Work to complete
Output exactly the span of lines beginning with the one that holds "jrconlin, line 1845: Why" and ending with the last line of the data below.

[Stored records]

+ + + +

PR #1518, opened 2024-02-08
Upgrades rustc in CI and Docker to 1.75

tarikeshaq:
## Description
Looks like our Rust version was still 1.72, which is OK, but it seems like cargo-audit now depends on clap 4.5, which itself required 1.74 (see https://app.circleci.com/pipelines/github/mozilla-services/syncstorage-rs/4909/workflows/427c8cef-e69e-46f3-947f-aa9dc61b3353/jobs/18546)

**I'm keeping it as a draft till we see the tests pass**

Also, It might not be a good idea to upgrade all the way to 1.76, especially since 1.76 just got released today, so I'm open to making this 1.75 (or 1.74)

I also fixed the clippy issues that came with the upgrade

### DIFF
--- a/syncstorage-spanner/src/models.rs
+++ b/syncstorage-spanner/src/models.rs
@@ -1842,10 +1842,7 @@ impl SpannerDb {
             sqlparam_types.insert("payload".to_owned(), payload.spanner_type());
             sqlparams.insert("payload".to_string(), payload.into_spanner_value());
             let now_millis = timestamp.as_i64();
-            let ttl = bso.ttl.map_or(i64::from(DEFAULT_BSO_TTL), |ttl| {
-                ttl.try_into()
-                    .expect("Could not get ttl in put_bso_async_test")
-            }) * 1000;
+            let ttl = bso.ttl.map_or(i64::from(DEFAULT_BSO_TTL), |ttl| ttl.into()) * 1000;
             let expirystring = to_rfc3339(now_millis + ttl)?;
             debug!(
                 "!!!!! [test] INSERT expirystring:{:?}, timestamp:{:?}, ttl:{:?}",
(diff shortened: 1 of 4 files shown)


tarikeshaq:
Well, it looks like circle ci image for 1.76 isn't even there yet, so using 1.75 seems like a good call eitherways

syncstorage-spanner/src/models.rs
```diff
@@ -1842,10 +1842,7 @@ impl SpannerDb {
             sqlparam_types.insert("payload".to_owned(), payload.spanner_type());
             sqlparams.insert("payload".to_string(), payload.into_spanner_value());
             let now_millis = timestamp.as_i64();
-            let ttl = bso.ttl.map_or(i64::from(DEFAULT_BSO_TTL), |ttl| {
-                ttl.try_into()
-                    .expect("Could not get ttl in put_bso_async_test")
-            }) * 1000;
+            let ttl = bso.ttl.map_or(i64::from(DEFAULT_BSO_TTL), |ttl| ttl.into()) * 1000;
```
jrconlin, line 1845: Why are we dropping the `expect`?

pjenvey: Because `try_into` -> `into`, I guess the `try_into` wasn't necessary (maybe the new clippy caught that?)

jrconlin (approved):

syncstorage-spanner/src/models.rs
tarikeshaq: Yup! Looks like there is a [new clippy lint](https://rust-lang.github.io/rust-clippy/master/index.html#/unnecessary_fallible_conversions) that catches uses of `try_into` and `try_from` when `From<T>` and `Into<T>` are implemented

+ + + +

Solution for this task
jrconlin, line 1845: Why are we dropping the `expect`?

pjenvey: Because `try_into` -> `into`, I guess the `try_into` wasn't necessary (maybe the new clippy caught that?)

jrconlin (approved):

syncstorage-spanner/src/models.rs
tarikeshaq: Yup! Looks like there is a [new clippy lint](https://rust-lang.github.io/rust-clippy/master/index.html#/unnecessary_fallible_conversions) that catches uses of `try_into` and `try_from` when `From<T>` and `Into<T>` are implemented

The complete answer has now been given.